As an example of why having a good dataset is important, check out this notebook:

This learns a model that can detect where the fingernails are in a photo of a hand. I took the data from that repo and trained my own version of this model. I can confirm that it works really well on images from the training set and the validation set. (You can also see this in that notebook.)

Does it work well on arbitrary images of hands? Not at all.

Note that the background in all these training images is blue and that only the top portion of the fingers is ever shown.

On an image where the background is not blue, no nails are detected. On an image with a blue background where the whole hand is visible, the model thinks the knuckles are the nails.

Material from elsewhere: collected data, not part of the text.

PR #1977, opened 2025-04-01
Support v1 archive RPCs

jsdw:
Now that we've stabilized the archive RPCs, add support for v1 archive RPCs in subxt-rpcs.

We keep the `archive_unstable` methods as copies of the v1 ones which do the same thing, but when the v1 ones have been around a while we can delete them.

### DIFF
--- a/rpcs/src/methods/chain_head.rs
+++ b/rpcs/src/methods/chain_head.rs
@@ -296,10 +296,7 @@ impl<T: RpcConfig> ChainHeadRpcMethods<T> {
     ///
     /// Returns an array of the hexadecimal-encoded scale-encoded extrinsics found in the block,
     /// or `None` if the block wasn't found.
-    pub async fn archive_v1_body(
-        &self,
-        block_hash: T::Hash,
-    ) -> Result<Option<Vec<Bytes>>, Error> {
+    pub async fn archive_v1_body(&self, block_hash: T::Hash) -> Result<Option<Vec<Bytes>>, Error> {
         self.client
             .request("archive_v1_body", rpc_params![block_hash])
             .await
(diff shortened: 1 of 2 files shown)


lexnv (approved):

lexnv:
Nice! Thanks for stabilizing and implementing these! 🙏

rpcs/src/methods/chain_head.rs
```diff
@@ -292,6 +292,128 @@ impl<T: RpcConfig> ChainHeadRpcMethods<T> {
...
+    /// Returns an array of the hexadecimal-encoded scale-encoded extrinsics found in the block,
+    /// or `None` if the block wasn't found.
+    pub async fn archive_v1_body(&self, block_hash: T::Hash) -> Result<Option<Vec<Bytes>>, Error> {
+        self.client
+            .request("archive_v1_body", rpc_params![block_hash])
+            .await
+    }
+
+    /// Call the `archive_v1_call` method and return the response.
+    pub async fn archive_v1_call(
```
niklasad1, line 306: hmm, we could perhaps have a shared implementation for this for both `archive_v1_call` and `archive_unstable_call` but doesn't matter that much since we will remove the unstable stuff eventually :)

rpcs/src/methods/chain_head.rs
```diff
@@ -292,6 +292,128 @@ impl<T: RpcConfig> ChainHeadRpcMethods<T> {
...
+            )
+            .await?;
+
+        Ok(ArchiveStorageSubscription { sub, done: false })
+    }
+
+    // Dev note: we continue to support the latest "unstable" archive methods because
+    // they will be around for a while before the stable ones make it into a release.
+    // The below are just a copy-paste of the v1 methods, above, but calling the
+    // "unstable" RPCs instead. Eventually we'll remove them.
```
niklasad1, line 415: maybe open a tracking issue for that so we don't forget

niklasad1 (approved):

rpcs/src/methods/chain_head.rs
jsdw: Yeah, I contemplated that, but then it'd make it messier to remove them, whereas at the mo we can just delete the unstable ones nice and cleanly :)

Note how there are no knuckles visible anywhere in the training images. So the model sees things it has never seen before and does not understand what to do with them.

That’s why it’s important that you train the model on the same sort of images that users will be using it on. My initial guess is that there is some fundamental difference between your training images and the images from the live video, but I’d need to see some examples to make sure.

This topic was automatically closed after 166 days. New replies are no longer allowed.